This is the first step in developing a Chernoff bound on the right hand tail.

For the next step, notice that you can choose \(t\) to be any positive number. Some choices of \(t\) will give sharper bounds than others. Because these are upper bounds, the sharpest among all of the bounds will correspond to the value of \(t\) that minimizes the right hand side. So the Chernoff bound has an optimized form:

\[ P(X \ge c) ~ \le ~ \min_{t > 0} \frac{M_X(t)}{e^{tc}} \]

19.4.4. Application to the Normal Distribution

Suppose \(X\) has the normal \((\mu, \sigma^2)\) distribution and we want to get a sense of how far \(X\) can be above the mean. Fix \(c > 0\). The exact chance that the value of \(X\) is at least \(c\) above the mean is

\[ P(X - \mu \ge c) ~ = ~ 1 - \Phi(c/\sigma) \]

because the distribution of \(X - \mu\) is normal \((0, \sigma^2)\). This exact answer looks neat and tidy, but the standard normal cdf \(\Phi\) is not easy to work with analytically. Sometimes we can gain more insight from a good bound.

The optimized Chernoff bound is

\[\begin{split} \begin{align*} P(X- \mu \ge c) ~ &\le ~ \min_{t > 0} \frac{M_{X-\mu}(t)}{e^{tc}} \\ \\ &= ~ \min_{t > 0} \frac{e^{\sigma^2t^2/2}}{e^{tc}} \\ \\ &= ~ \min_{t > 0} e^{-ct + \sigma^2t^2/2} \end{align*} \end{split}\]

The curve below is the graph of \(\exp(-ct + \sigma^2t^2/2)\) as a function of \(t\), in the case \(\sigma = 2\) and \(c = 5\). The flat line is the exact probability of \(P(X - \mu \ge c)\). The curve is always above the flat line: no matter what \(t\) is, the bound is an upper bound. The sharpest of all the upper bounds corresponds to the minimizing value \(t^*\) which is somewhere in the 1.2 to 1.3 range.

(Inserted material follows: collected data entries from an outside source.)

PR #1273, opened 2020-05-14
feat(cli): Adds renku save command

### LINKED ISSUE #1227: renku save

opening on behalf of @cchoirat !

Users have trouble with the add-commit-push loop (but especially the push part) when working in interactive environments to save their work:
* because they're new to git
* because working with git locally just requires committing to "save", and pushing is something you can do as an afterthought when you want to share your stuff later
* because it's not clear how the interactive environments and gitlab and renkulab are connected (which parts are magic and which parts have to be user-managed)
* because so many programs nowadays just "autosave" (.. including renku :P)
* because renku commands add & commit without pushing, but you get no feedback that that's what happened and that there's more you need to do to not lose your work.

It's important to make it easy for users to save their work back to renkulab from the interactive environment because if the environment is killed they lose everything.

`renku save`, which (verbosely) adds, commits, and pushes.
`renku save [-m opt. commit msg, default timestamp] [-d destination, default renkulab]`

@rokroskar pointed out that `save` should make sure to add files above the `renku config` threshold size to `.gitattributes` so that they get stored in gitLFS (unless ignored by `.renkulfsignore`)

We should also make sure something reasonable happens in an anonymous interactive environment, e.g. print the steps: to make an account & configure ssh & add the remote & push (?) & also a link to docs that say the same thing.

I think someone just opened another related issue that I'll find and link here, for printing a reminder message to push after commits have been made.
It was this: https://github.com/SwissDataScienceCenter/renkulab-docker/issues/102

**Additional context**
@cchoirat made similar functionality for R and suggested this `renku save` as a feature for the CLI too.
One specific use case is for teaching, where git is in the way of the lesson.

Panaetius:
Adds a renku save command of the form `renku save [-m <message>] [-d remote] [<paths*>]`

Also sets the git `credential.helper` to `cache` so password the user types are stored in memory for a while (15 minutes by default, but we can change it to whatever we like), if no `credential.helper` was defined before.

Closes #1227


emmjab:
Thanks @Panaetius !

I tried it out and mostly think it's great! I have some comments about the default behavior.

First, the helptext:

```
$ ▶ renku save --help
Usage: renku save [OPTIONS] [PATHS]...

  Save and push local changes.

Options:
  -m, --message TEXT      The commit message to use
  -d, --destination TEXT  The git remote to push to
  -h, --help              Show this message and exit.
```
(0) I think this is pretty clear, but it would be nice to know that there is/what is the default destination, though maybe it's hard to concisely say this is already configured for interactive environments.

I added a new file, then called `renku save`.

```
$ ▶ renku save
Successfully saved: 
        notebooks/test_random.ipynb
OK
```

(1) I like the messaging! I know which file was added. I also checked that it was pushed 👍 

However, checking the commit messages after a few of these:

```
commit f734f61b1bae18f146dafde663840fd77fb97ded (HEAD -> master, origin/master, origin/HEAD)
Author: Emma Jablonski <e.jablonski@gmail.com>
Date:   Mon May 18 10:07:21 2020 +0000

    2020.05.18 10:07:21

commit a54a9b5dd2cb34d82772a18fe2eb39fe328f4def
Author: Emma Jablonski <e.jablonski@gmail.com>
Date:   Mon May 18 10:06:10 2020 +0000

    2020.05.18 10:06:10

commit 650151074aff1779b9eb05263a7339fd35a9faa4
Author: Emma Jablonski <e.jablonski@gmail.com>
Date:   Mon May 18 10:03:50 2020 +0000

    2020.05.18 10:03:49

commit 22211308f10c910900bf2907bb4209430f2fb986
Author: Emma Jablonski <e.jablonski@gmail.com>
Date:   Mon May 18 09:53:57 2020 +0000

    2020.05.18 09:53:57
```

(2) Maybe the default could also list the files that were "saved", like what the output to the `renku save` command shows? (I know user can specify a message, but for the default, the datetime is already recorded in the commit)

Panaetius:
Description of `-d` is a bit more verbose now.
Commit message is now `Saved changes to: file1 file2 ...`, limited to 100 characters on the first line, with the rest of files in the following lines as a list, like 
```
Saved changes to: file1 file2 file3
    file4
    file5
    file6
```
Also improved the test to check that commits were made.

renku/core/commands/save.py
```diff
@@ -0,0 +1,95 @@
...
+
+import git
+
+from renku.core import errors
+
+from .client import pass_local_client
+
+
+@pass_local_client
+def save_and_push(client, message=None, remote=None, paths=None):
```
jsam, line 31: This function has several blocks, could we add a comment for each block with short description. I think it would make things a bit easier to read.

Panaetius:
I unified it with the service `repo_sync`, let me know what you think.

PR #1280, opened 2020-05-18
chore: prep release v0.10.4

jsam:
Preparation for release v0.10.4.


rokroskar:
I think this needs to be updated for #1254 ?

Issue #1252, opened 2020-05-06
Use the calamus library for Dataset entities


rokroskar:
We now have a JSON-LD library [calamus](https://github.com/SwissDataScienceCenter/calamus) - we should use it for the (de)serialization (from)to JSON-LD and a good place to start is the Datasets. 

This should be done after https://github.com/SwissDataScienceCenter/renku-python/pull/1142 is completed.

PR #1281, opened 2020-05-19
feat(core): Calamus integration

mohammad-sdsc:
# Description

This is an initial integration of Calamus with Renku. It does not remove any existing `jsonld` constructs to achieve minimum change in the code. 

Since some changes on Calamus' side are required, it's dependency is on a remote branch (and not a PyPI released version).

Fixes https://github.com/SwissDataScienceCenter/renku-python/issues/1252


renku/core/models/datasets.py
```diff
@@ -615,6 +617,130 @@ def __attrs_post_init__(self):
                 self.name, self.version
             )
 
+    @classmethod
+    def from_yaml(cls, path, client=None, commit=None):
```
Panaetius, line 621: General question, do we still want to use `.yaml` or `.json`? There shouldn't be any performance difference, `.json` is probably better supported with external tools (e.g. you can just copy-paste the content to jsonld playground), if we ever switch to a DB approach (i.e. a key-value store) it'd be json anyways.

renku/core/models/jsonld.py
```diff
@@ -553,6 +553,8 @@ def from_jsonld(
     @classmethod
     def from_yaml(cls, path, client=None, commit=None):
         """Return an instance from a YAML file."""
+        assert False, 'this should not be called.'
```
rokroskar, line 556: isn't it still needed for the classes that have not been migrated to calamus?

renku/core/models/projects.py
```diff
@@ -69,6 +71,8 @@ class Project(object):
 
     client = attr.ib(default=None, kw_only=True)
 
+    commit = attr.ib(default=None, kw_only=True)
```
rokroskar, line 74: why is this needed?

renku/core/models/projects.py
```diff
@@ -140,6 +144,25 @@ def project_id(self):
...
+
+        extra = dict(client=client, commit=commit)
+        data.update(extra)
+        self = ProjectSchema().load(data, unknown=INCLUDE)
+        self.__reference__ = path
+
+        return self
+
+    def to_yaml(self):
+        """Store an instance to the referenced YAML file."""
```
rokroskar, line 162:
```suggestion
        """Write an instance to the referenced YAML file."""
```

renku/core/models/projects.py
```diff
@@ -183,3 +206,28 @@ def __iter__(self):
...
+
+class ProjectSchema(JsonLDSchema):
+    """Project Schema."""
+
+    class Meta:
+        """Meta class."""
+
+        rdf_type = [schema.Project, prov.Location]
+        model = Project
+        translate = {
```
rokroskar, line 223: does calamus actually use the `translate` fields?

renku/core/models/datasets.py
mohammad-sdsc: Will be addressed in https://github.com/SwissDataScienceCenter/renku-python/issues/1299.

renku/core/models/jsonld.py
mohammad-sdsc: No. Dataset and Project are the only classes that use this method for serialisation.

renku/core/models/projects.py
mohammad-sdsc: It was in the signature of `from_yaml(cls, path, client=None, commit=None)` and I've added it here to avoid a validation error. Since `Project` has its own `from_yaml` now I'll remove this from the signature and here.

renku/core/models/projects.py
mohammad-sdsc: It's not really needed and will be removed.

setup.py
```diff
@@ -143,10 +143,15 @@ def run(self):
...
 
+dependency_links = [
+    'git+https://github.com/SwissDataScienceCenter/calamus.git@000-renku-integration#egg=calamus',
+]
+
 install_requires = [
     'appdirs>=1.4.3',
     'apispec==3.3.1',
     'attrs>=19.3.0',
+    'calamus @ git+https://github.com/SwissDataScienceCenter/calamus.git@000-renku-integration#egg=calamus',
```
rokroskar, line 154: I guess the other PR should be merged before this one

renku/data/shacl_shape.json
```diff
@@ -529,6 +529,13 @@
                "datatype": {
                   "@id": "xsd:string"
                }
+            },
+            {
+               "nodeKind": "sh:Literal",
+               "path": "sdsc:external",
```
Panaetius: We should really add this to the `renku:` ontology in https://github.com/SwissDataScienceCenter/renku-ontology/tree/gh-pages

renku/core/models/datasets.py
```diff
@@ -615,6 +617,130 @@ def __attrs_post_init__(self):
...
+        """Return an instance from a YAML file."""
+        from marshmallow import INCLUDE
+
+        data = jsonld.read_yaml(path)
+
+        extra = dict(client=client, commit=commit)
+        data.update(extra)
+        self = DatasetSchema().load(data, unknown=INCLUDE)
```
Panaetius: For the future, it'd be possible to subclass the calamus JsonldSchema so it supports `client` and `commit` as parameters and passes them on to children if they are set (saving us quite a bit of headache). What do you think? We can do a followup issue.

renku/core/models/datasets.py
```diff
@@ -744,6 +727,39 @@ class Meta:
     same_as = fields.Nested(schema.sameAs, UrlSchema, missing=None)
     short_name = fields.String(schema.alternateName)
 
+    @pre_load
+    def fix_files_context(self, data, **kwargs):
```
Panaetius, line 731: Is this needed all the time or just initially for a migration? If the latter, could we add the `pre_load` code inside a relevant migration (copy/subclass the schema there) instead of here?

renku/core/models/projects.py
```diff
@@ -220,14 +203,32 @@ class Meta:
...
+
+    name = fields.String(schema.name, missing=None)
+    created = fields.DateTime(schema.dateCreated, missing=None)
+    updated = fields.DateTime(schema.dateUpdated, missing=None)
+    version = fields.String(schema.schemaVersion, missing=1)
+    creator = fields.Nested(schema.creator, PersonSchema, missing=None)
+    _id = fields.Id(init_name='id', missing=None)
+
+    @pre_load
+    def translate_old_project(self, data, **kwargs):
```
Panaetius, line 216: Same as above, can we use a schema inside a migration to do this or would this break things?

renku/core/models/datasets.py
mohammad-sdsc: That's a good idea! I've done it.

renku/data/shacl_shape.json
mohammad-sdsc: I've already fixed this, I guess you looked at an older commit.

renku/core/models/datasets.py
mohammad-sdsc: Actually, this one is not easy to get rid of; it is required for all project versions (2 ATM). Ideally we should refactor migrations to be independent from the core models so that these won't be required. I've created a followup story: https://github.com/SwissDataScienceCenter/renku-python/issues/1340.

renku/core/models/projects.py
mohammad-sdsc: This is not required by the migrations themselves but by the code that check the project version (which infinitely tries to create project causing an SO). I've changed that code and removed this from here.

../../_images/04_Chernoff_Bound_5_0.png

To find the minimizing value of \(t\) analytically, we will use the standard calculus method of minimization. But first we will simplify our calculations by observing that finding the point at which a positive function is minimized is the same as finding the point at which the log of the function is minimized. This is because \(\log\) is an increasing function.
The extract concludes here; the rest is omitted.